What this task involves – Your task is to copy every line of the records below that contains "name".

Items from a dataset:
--- START ---
PR #1112, opened 2025-10-07
ci: Add dependency review action

patzielinski:
This PR adds GitHub's dependency review action to scan for known vulnerable dependencies and check for licensing information, if available.

### DIFF
--- a/.github/workflows/dependency-review.yml
+++ b/.github/workflows/dependency-review.yml
@@ -1,0 +1,16 @@
+name: 'Dependency Review'
+on: [pull_request]
+
+permissions:
+  contents: read
+
+jobs:
+  dependency-review:
+    runs-on: ubuntu-latest
+    steps:
+      - name: 'Checkout Repository'
+        uses: actions/checkout@08c6903cd8c0fde910a37f88322edcfb5dd907a8
+      - name: 'Dependency Review'
+        uses: actions/dependency-review-action@56339e523c0409420f6c2c9a2f4292bbb3c07dd3
+        with:
+            allow-licenses: 'Apache-2.0, MIT'


.github/workflows/dependency-review.yml
patzielinski, line 1: I know the Kusari bot is also on the repo, but I don't know if that does license checks hence my thought to add this action as well.

.github/workflows/dependency-review.yml
```diff
@@ -0,0 +1,16 @@
...
+jobs:
+  dependency-review:
+    runs-on: ubuntu-latest
+    steps:
+      - name: 'Checkout Repository'
+        uses: actions/checkout@08c6903cd8c0fde910a37f88322edcfb5dd907a8
+      - name: 'Dependency Review'
+        uses: actions/dependency-review-action@56339e523c0409420f6c2c9a2f4292bbb3c07dd3
+        with:
+            allow-licenses: 'Apache-2.0, MIT'
```
patzielinski, line 16: Unsure if we want to specify what licenses are allowed and then expand this as we catch missing ones or handle it a different way.

.github/workflows/dependency-review.yml
adityasaky: cc @mlieberman85

.github/workflows/dependency-review.yml
adityasaky: What's the motivation here? Do we have a policy for licenses to allow? Apache-2.0 and MIT seem straightforward but we should likely support others too? I would also see if the OpenSSF has guidance on this.

.github/workflows/dependency-review.yml
mlieberman85: We do license checks as well.

adityasaky: If so, I suggest we just keep kusaribot. @mlieberman85 is it safe to assume that since the bot hasn't flagged anything it hasn't found any licenses we maybe don't want to pull in? Does the check only happen for _new_ dependencies or similar?

mlieberman85: So it happens for any change. If you add a new dependency we'd tell you if it uses a copyleft license or something. 

In the next few weeks we should have a risk posture check that would run on a regular cadence (e.g. nightly) that would also check over time. So if you have existing libraries that are of concern or if someone rug pulls, we'll highlight it.

PR #125, opened 2018-03-28
Gopkg: correct uuid dependency

ferhatelmas:


Gopkg.toml
```diff
@@ -24,8 +24,8 @@
 ignored = ["github.com/exercism/cli/config","github.com/exercism/cli/debug" ]
```
ferhatelmas, line 24: @nywilken why are they ignored ? 

Also, I think we should install dependencies via `dep` in travis if we do vendoring.

Gopkg.toml
```diff
@@ -24,8 +24,8 @@
...
 
 [[constraint]]
-  branch = "master"
-  name = "github.com/mattetti/uuid"
+  name = "github.com/google/uuid"
```
nywilken, line 27: Good catch - I noticed this after updating to 1.10 but never got around to creating the PR. Thanks.

Gopkg.toml
nywilken: The config and debug pkgs pull in a lot of unnecessary dependencies so they are being ignored to remove the cruft. The cli  pkg under exercism/cli doesn’t actually use them (well maybe debug), but because they are in the same pkg tree they get pulled in. 

I am experimenting with the creation of a GitHub Release pkg which would replace the cli pkg.

nywilken (approved):
Good to merge.

PR #126, opened 2018-03-28
all: linting

ferhatelmas:
* drop unnecessary error check
* check shallowed error
* drop unnecessary `return`
* simplify regex literal


nywilken (approved):
This looks good to me. Thanks for the cleanup.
--- END ---
Completed exercise –
+name: 'Dependency Review'
+      - name: 'Checkout Repository'
+      - name: 'Dependency Review'
+      - name: 'Checkout Repository'
+      - name: 'Dependency Review'
-  name = "github.com/mattetti/uuid"
+  name = "github.com/google/uuid"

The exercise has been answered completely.